PR #954, opened 2026-04-07
"Swap Event Sides" option for charter

Bitto1070:
Adds an option to debug settings that makes global events appear on the left.
I swear this was promised at some point but then never actually done. I can't seem to find the poll for it though so like. whatever man it's here
Again, I don't know polish or italian, and I don't think google translate is going to help this time.

Preview:
preview


Raltyro:
I don't know about this Bitto

Bitto1070:
what's wrong with it

PR #955, opened 2026-04-07
fix zoom event to actually set to the final zoom when complete

Bitto1070:


Raltyro:
Looks like something that should be handled in flixel side

PR #957, opened 2026-04-08
round stage editor position, scale, and angle values

Vechett:


HEIHUAa:
I think maybe directly modifying the drag to produce floating-point values might be better? And allow high precision to be manually set?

##########

The response must consist of the lines above, from the first one through the line containing "Adds an option", reproduced exactly.

■ Answer to this problem:
PR #954, opened 2026-04-07
"Swap Event Sides" option for charter

Bitto1070:
Adds an option to debug settings that makes global events appear on the left.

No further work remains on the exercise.